Frédéric Parisot , , , ,

Publié le

Entretien Force Ouvrière n’est pas convaincu que Philippe Varin puisse finalement renoncer à sa retraite chapeau. D’après Mario Herranz, secrétaire FO du site de Poissy, si le numéro un de PSA devait finalement toucher cette retraite, le syndicat pourrait dénoncer le contrat social signé en octobre dernier.

Selon Mario Herranz, Si Philippe Varin touche sa retraite, FO pourrait retirer sa signature à l'accord de compétitivité © CC - RudolfSimon

L'Usine Nouvelle - Philippe Varin souhaite renoncer à sa retraite supplémentaire. Etes-vous satisfait de cette annonce ?

Mario Herranz - Bien entendu, nous saluons cette décision de Philippe Varin de renoncer à cette retraite chapeau. Elle était selon nous inévitable, surtout au moment où l’Etat envisage d’entrer dans le capital de PSA Peugeot-Citroën. Il faut dire qu’en interne, l’annonce de cette retraite avait été vécue avec un véritable sentiment d’injustice. Pensez-donc : 21 millions pour moins de cinq années de service, alors qu’un ouvrier qui a passé 20 ans repart avec seulement six mois de salaire ! Selon nous, cet argent doit servir à redresser l’entreprise qui est aujourd’hui en grande difficulté.

Pensez-vous que cela soit possible ?

Nous ne sommes pas dupes, Philippe Varin a surtout voulu calmer les esprits, mais le sujet va revenir très bientôt sur la table. Au final, ce sera à l’assemblée du conseil de surveillance de décider de lui accorder ou non cette retraite, et sous quelle forme. Peut-être sous forme d’actions…  En tout cas il va falloir que le gouvernement légifère, car on voit bien que tout s’accélère et il faudra bien que nos dirigeants prennent position.
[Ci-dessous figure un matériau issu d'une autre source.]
PR #1205, opened 2023-09-21
refactors how component_weapons work

Glloyd:
As in the title. Makes it so component weapons can shoot anything, not just /obj/item/projectiles, potentially allowing for AI shipweapons that shoot mobs. This also obsoletes the awful landmark system, and the new system is a lot more flexible, especially if we actually want to expand Blanc's PVP shipcombat framework. 

This PR also turns missiles into meteors because this began as me trying to get Bay's pdc to work with our combat system and spiraled into this mess.

Also adds some new weapons for hostile ships, they're not on any atm though.

Players shouldn't notice any difference, except that projectiles might be a little more random in where they hit the ship, and the bottom deck will probably get hit more.

removed the landmarks from Nerva and excised that old code
added the pdc stuff to the Nerva


Glloyd:
@CPU-Blanc I'd love if you could take a quick look at this if you get a chance, because i'm refactoring your own refactor of component weapons Fire()

code/game/gamemodes/meteor/meteors.dm
```diff
@@ -140,11 +140,17 @@ var/global/list/meteors_cataclysm = list(\
...
+	var/flicker_range //do we flicker lights? if so, in what range
+	var/shake_range //override Bay's calculation for shake range
 
 /obj/effect/meteor/proc/get_shield_damage()
-	return max(((max(hits, 2)) * (heavy + 1) * rand(30, 60)) / hitpwr , 0)
+	if(shield_damage_override)
+		return shield_damage_override
+
+	else
+		return max(((max(hits, 2)) * (heavy + 1) * rand(30, 60)) / hitpwr , 0)
```
scrdest, line 153: Can be simplified
```suggestion
	return max(((max(hits, 2)) * (heavy + 1) * rand(30, 60)) / hitpwr , 0)
```

code/game/gamemodes/meteor/meteors.dm
```diff
@@ -225,12 +231,23 @@ var/global/list/meteors_cataclysm = list(\
...
+		for(var/obj/machinery/light/L in range(flicker_range, src))
+			L.flicker(rand(5,15))
+
+	if(shake_range)
+		for(var/mob/M in range(shake_range, src))
+			if(!M.stat && M.client && !istype(M, /mob/living/silicon/ai))\
+				shake_camera(M, 3, 1)
+
+	else
+		for(var/mob/M in GLOB.player_list) //this is an insane way of doing this bay
```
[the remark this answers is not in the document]
scrdest: _It's not that bad._ 

This list only contains mobs with attached clients; even if our pop doubled, it would be at most 40 iterations, done _once_, over a homogeneous list. Hell, the game does much more every single tick of the health system.

You couldn't even do it by block(), since _all_ mobs on the z-level get _some_ screenshake, and even if you made dist > 20 not do any, you'd have to check a 40x40x1 block of turfs - 160 iterations minimum.

The only real optimization here would be to have a global cache of players **per z-level**, which would remove everything L246 needs to deal with anyway.

code/modules/urist/modules/shipbattles/overmapships/components/component_weapons.dm
```diff
@@ -55,83 +59,126 @@
...
+		P.launch(target_turf) //projectiles have their own special proc
+
+	else if(istype(projectile, /obj/effect/meteor))
+		var/obj/effect/meteor/M = projectile
+		M.dest = target_turf
+		spawn(0)
+			walk_towards(M, M.dest, 3) //meteors do their own thing too
+
+	else
+		projectile.throw_at(target_turf) //anything else just uses the default throw proc. this potentially allows for ship weapons that do things like throw mobs. clown cannon anyone?
```
scrdest, line 83: Seems to me there's a general-purpose `launch_anything(var/turf/start_turf, var/turf/target_turf, var/projectile_type)` proc underneath the ship bits here that could be used for other stuff and the shipweapons could just feed it their projectile type and endpoints.

code/modules/urist/modules/shipbattles/shipweapons/shipweapons.dm
```diff
@@ -273,13 +273,41 @@
...
-		var/obj/effect/overmap/visitable/ship/combat/T = target
-		var/obj/effect/urist/projectile_landmark/ship/P = pick(T.landmarks)
-		P.Fire(projectile_type)
+	if(projectile_type)
+		if(istype(target, /obj/effect/overmap/visitable/ship/combat))
+			HandlePvpFire()
+
+		else
+			var/obj/effect/urist/projectile_landmark/target/P = pick(GLOB.target_projectile_landmarks) //i'll come back to this to get rid of landmarks for ai ships
+			P.Fire(projectile_type)
```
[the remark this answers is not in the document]
scrdest: Good, embrace the hatred! ⚡ 👐 ⚡

code/modules/urist/modules/shipbattles/shipweapons/shipweapons.dm
```diff
@@ -273,13 +273,41 @@
...
+	else if(istype(projectile, /obj/effect/meteor))
+		var/obj/effect/meteor/M = projectile
+		M.dest = target_turf
+		spawn(0)
+			walk_towards(M, M.dest, 3) //meteors do their own thing too
+
 	else
-		var/obj/effect/urist/projectile_landmark/target/P = pick(GLOB.target_projectile_landmarks)
-		P.Fire(projectile_type)
+		projectile.throw_at(target_turf) //anything else just uses the default throw proc.
```
scrdest, line 310: Ah, case in point - this logic is duplicated. Could extract this to a shared proc.

code/modules/urist/modules/shipbattles/ship_overmaps.dm
```diff
@@ -17,6 +17,8 @@
 	var/can_escape = TRUE
 	var/dam_announced = 0
 	var/pvp_cooldown = 0
+	var/list/target_dirs //what directions can we be shot from. this is to mimic the effect of the old landmark system that mostly prevented hits on the SM.  if this is empty it will use GLOB.cardinal
+	var/list/target_zs //what zs can be hit in ship combat. this is mainly here to prevent the top deck getting hit on nerva.
```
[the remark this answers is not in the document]
Glloyd: You're right that that might be a better way to handle this, but that's probably best left for a future PR that expands on PVP, because that method would take a lot more work to function with how awaymap zs are loaded. This is fine for now because it mimics the existing landmark layout, where there's no landmarks at the rear anyways because of z-level explosions,

code/game/gamemodes/meteor/meteors.dm
```diff
@@ -225,12 +231,23 @@ var/global/list/meteors_cataclysm = list(\
...
+			var/turf/T = get_turf(M)
+			if(!T || T.z != src.z)
```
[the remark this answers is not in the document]
Glloyd: For some reason Bay doesn't use that operator much, even though Lummox has said it's more performant. Since I'm moving this code around I might as well change it though

code/game/gamemodes/meteor/meteors.dm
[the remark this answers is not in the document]
Glloyd: This whole file is full of some baffling baycode decisions

code/modules/urist/modules/shipbattles/projectile_landmarks.dm
```diff
@@ -47,11 +47,13 @@
 	fire_type = 2
 
 /obj/effect/urist/projectile_landmark/target/Fire(projectile_type)
```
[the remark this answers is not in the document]
Glloyd: they're on nerva-6.dmm, but are pretty much unused in practice

code/modules/urist/modules/shipbattles/projectile_landmarks.dm
```diff
@@ -47,11 +47,13 @@
...
-	var/obj/item/projectile/P = new projectile_type
+	if(istype(projectile_type, /obj/item/projectile))
```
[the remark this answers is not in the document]
Glloyd: good question. I'll fix that, although this whole system needs its own rework at some point.

code/modules/urist/modules/shipbattles/shipweapons/shipweapons.dm
```diff
@@ -273,13 +273,41 @@
...
+		if(istype(target, /obj/effect/overmap/visitable/ship/combat))
+			HandlePvpFire()
+
+		else
+			var/obj/effect/urist/projectile_landmark/target/P = pick(GLOB.target_projectile_landmarks) //i'll come back to this to get rid of landmarks for ai ships
+			P.Fire(projectile_type)
+
+/obj/machinery/shipweapons/proc/HandlePvpFire() //come back to this to add handling for burst fire
+	var/obj/effect/overmap/visitable/ship/combat/target_ship = target
+	var/target_x = rand(target_ship.target_x_bounds[1],target_ship.target_x_bounds[2])
```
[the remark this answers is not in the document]
Glloyd: Blanc reviews her old code better than i did 2 or 3 years ago

code/modules/urist/modules/shipbattles/shipweapons/shipweapons.dm
Glloyd: good point, i'll turn it into a helper proc

code/modules/urist/modules/shipbattles/overmapships/components/component_weapons.dm
```diff
@@ -5,48 +5,52 @@
...
+	var/projectile_type
 	var/obj/machinery/shipweapons/weapon_type = /obj/machinery/shipweapons/beam/lightlaser
 
 /datum/shipcomponents/weapons/DoActivate()
 	if(ready && !broken)
 		Fire()
 
-/datum/shipcomponents/weapons/proc/Fire(obj/effect/urist/projectile_landmark/ship/map_landmark) //now infinitely less hacky and broken
-	if(broken) //check one more time, just in case. doing it this way can stop burst fire mid burst
+/datum/shipcomponents/weapons/proc/Fire(var/turf/start_turf, var/turf/target_turf, var/target_edge, var/target_z) //now infinitely less hacky and broken
```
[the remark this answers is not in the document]
Glloyd: this is intentional, yeah. both for potential future content, and also the potential for ship weapons that target specific areas. I'm thinking a mob cannon that yeets mobs at the bridge.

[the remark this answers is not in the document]
CPU-Blanc: Ahh that makes sense. Monkey cannon at the bridge window, yes please.

code/modules/urist/modules/shipbattles/projectile_landmarks.dm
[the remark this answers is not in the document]
CPU-Blanc: I know you're trying to move away from the landmarks, but as these aren't actually present in the ship templates, no projectiles are actually getting yeeted there at all, which could make firing on the ship while an away team is there more interesting

code/modules/urist/modules/shipbattles/shipweapons/shipweapons.dm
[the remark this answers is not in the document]
CPU-Blanc: LMAO OOPS. Okay, my bad. Hey, at least it shows self-growth maybe :sweat_smile: ?

code/modules/urist/modules/shipbattles/shipweapons/shipweapons.dm
Glloyd: done

code/modules/urist/_helpers.dm
```diff
@@ -384,3 +384,21 @@
 		if(light_amt < max_light)
 			return 1
 	return 0
+
+//for throwing things from one turf to another
+
+/proc/launch_atom(var/atom/movable/projectile, var/turf/start_turf, var/turf/target_turf)
+	if(ispath(projectile))
+		new projectile(start_turf)
```
CPU-Blanc, line 392: I'm not 100%, but does this actually shadow `projectile` automatically with the new spawned atom? I would've thought not?

code/modules/urist/modules/shipbattles/projectile_landmarks.dm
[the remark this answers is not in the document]
Glloyd: I was never sure how I felt about it, especially in the context of player-controlled pirates. Might be cool, but I'd only want it to kick in after boarding is opened. I might mess with it before this gets merged.

code/modules/urist/_helpers.dm
Glloyd: already fixed locally, i'm just testing things with the pdc right now. good catch though, i had a minute where i was very confused why the Nerva wasn't getting blasted

code/modules/urist/modules/shipbattles/projectile_landmarks.dm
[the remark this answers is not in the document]
Glloyd: projectile landmark code is now fully yeeted

code/modules/urist/modules/shipbattles/overmapships/components/component_weapons.dm
```diff
@@ -5,133 +5,160 @@
...
+					shot_number = 0
+					ready = TRUE
+			else
+				spawn(salvo_delay)
+					Fire(start_turf, null, target_edge, target_z) //doing this so we fire from the same spot at different targets.
+																//this gets us sustained fire on parts of the ship instead of a straight line of rockets, or the random scatter we had in the distant past.
 
+/datum/shipcomponents/weapons/proc/locate_target(var/target_z)
+	var/target_x = rand(mastership.target_ship.target_x_bounds[1],mastership.target_ship.target_x_bounds[2])
+	var/target_y = rand(mastership.target_ship.target_y_bounds[1],mastership.target_ship.target_y_bounds[2])
```
scrdest, line 59: This is currently uniform random; if you want Gaussian noise to simulate aiming at the center with random error instead, I can get you a sampler implementation.

code/game/gamemodes/meteor/meteors.dm
```diff
@@ -208,7 +213,7 @@ var/global/list/meteors_cataclysm = list(\
 
 /obj/effect/meteor/use_tool(obj/item/tool, mob/user, list/click_params)
 	// Pickaxe - Delete meteor
-	if (istype(tool, /obj/item/pickaxe))
+	if (istype(tool, /obj/item/pickaxe) && !ismissile)
```
scrdest, line 216: Why would a pickaxe be a missile? (aside from being dorfy af)

code/modules/urist/_helpers.dm
```diff
@@ -384,3 +384,21 @@
 		if(light_amt < max_light)
 			return 1
 	return 0
+
+//for throwing things from one turf to another
+
+/proc/launch_atom(var/projectile_type, var/turf/start_turf, var/turf/target_turf)
```
scrdest, line 390: If you do it like this:
```suggestion
/proc/launch_atom(var/turf/start_turf, var/turf/target_turf, var/projectile_type =<something> )
```
the API might be a bit nicer - if there's a sane default, you only have to specify endpoints.

code/modules/urist/modules/shipbattles/ship_overmaps.dm
```diff
@@ -273,4 +268,7 @@
 
 /obj/effect/overmap/visitable/ship/combat/proc/assign_target_zs() //this is a proc so it can be overridden by non-nerva ships. restricting zs from being hit for awaymaps is a little more complicated because they don't have set z-levels, but can be done here if you get creative.
 	if(!target_zs)
-		target_zs = map_z
\ No newline at end of file
+		target_zs = map_z
+
+/obj/effect/overmap/visitable/ship/combat/proc/pve_mapfire(var/projectile_type)
```
CPU-Blanc, line 273: Seems odd to me. I _think_ what you intended to do was make `pve_mapfire` a proc of `/mob/living/simple_animal/hostile/overmapship`? That way each template can handle how projectiles come in etc? Doesn't really make sense for different player ships to need this function

maps/nerva/nerva_overmap.dm
```diff
@@ -65,3 +65,9 @@
 	shuttle = "Hadrian"
 	fore_dir = EAST
 	vessel_mass = 1000
+
+/obj/effect/overmap/visitable/ship/combat/nerva/pve_mapfire(projectile_type)
+	if(ispath(projectile_type))
+		var/turf/start_turf = spaceDebrisStartLoc(pick(GLOB.cardinal), src.z)
+		var/turf/target_turf = locate(100, 100, src.z) //set up values for enemy ships
+		launch_atom(projectile_type, start_turf, target_turf)
```
CPU-Blanc: If things remain how they are, won't the Nerva be shooting at itself here?

CPU-Blanc: Actually it'll be shooting at the actual overmap :L

CPU-Blanc: Welp. No idea why github was showing me old files.. GG. I see you already fixed this

code/modules/urist/_helpers.dm
CPU-Blanc: If this is supposed to a generic helper proc, I'm not even sure what a sane default _would_ be. Because this proc doesn't have to be limited to ship weapons; any sort of projectile could use it

code/game/gamemodes/meteor/meteors.dm
Glloyd: ismissile here refers to the meteors, a var Bay added and did almost nothing with

code/modules/urist/modules/shipbattles/ship_overmaps.dm
Glloyd: This is intentional so each combat ship can define where they want hostile ships spawned in. This way you could add a blank z level to a new combat ship awaymap as the last map loaded, and then use max(map_z) to fire projectiles there. Boarding code would need a slight rework to make ships spawn there properly, but that's for a future PR.

code/modules/urist/modules/shipbattles/overmapships/components/component_weapons.dm
Glloyd: I think it's alright for the purposes of this. having random start locations for projectiles now makes things feel even more random anyways. Might be something worth looking into in the future though.

Glloyd:
thanks for the help from both of you, this system is a lot better than the old one and we finally got rid of the old landmark hell.

code/game/gamemodes/meteor/meteors.dm
scrdest: Okay, sure, but my point is... why would the tool be a pickaxe AND a meteor? 

If the first istype() passes, I don't see why would the added check ever NOT be True, because it's a pickaxe, not a missile/meteor.

If it didn't pass, the whole check gets short-circuited - there's no point checking further ANDed conditions once the first has failed (similarly, ORing stuff stops at the first True check because the whole thing will be True regardless if anything else fails the check).

So, the `!ismissile` check will either **not run at all**, or **will always pass**. As such, it seems entirely superfluous.

CPU-Blanc: Nono, `ismissile` is on the `src` _meteor_ (`!src.ismissile`), NOT the tool. The check makes sense

code/modules/urist/modules/shipbattles/ship_overmaps.dm
CPU-Blanc: I think I'm getting confused between the current state and the WIP rework I was playing around with that allowed fr multiple ship templates spawning in over multiple Zs. Been a long time since I looked at this code XD
Think there's definitely a followup PR somewhere in all this

code/game/gamemodes/meteor/meteors.dm
scrdest: Oh derp. That's why I hate the implicit-src convention =_=

Glloyd: yeah, i still use src in a lot of places for my own readability, this might've been one of those places where it would help

code/modules/urist/modules/shipbattles/ship_overmaps.dm
Glloyd: 👀 that sounds very interesting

Que comptez-vous faire dans le cas où cette retraite lui serait finalement accordée ?

Si le conseil de surveillance maintient sa décision de lui accorder cette retraite, alors Force Ouvrière se réservera le droit de retirer sa signature du Nouveau Contrat Social, l’accord de compétitivité que nous avons conclu avec la direction en octobre dernier. Je rappelle que FO est majoritaire dans le pôle industriel du groupe. Et si d’autres syndicats dénoncent eux-aussi l’accord, les conséquences pourraient être désastreuses. Cela pourrait aller jusqu’à un blocage total des usines...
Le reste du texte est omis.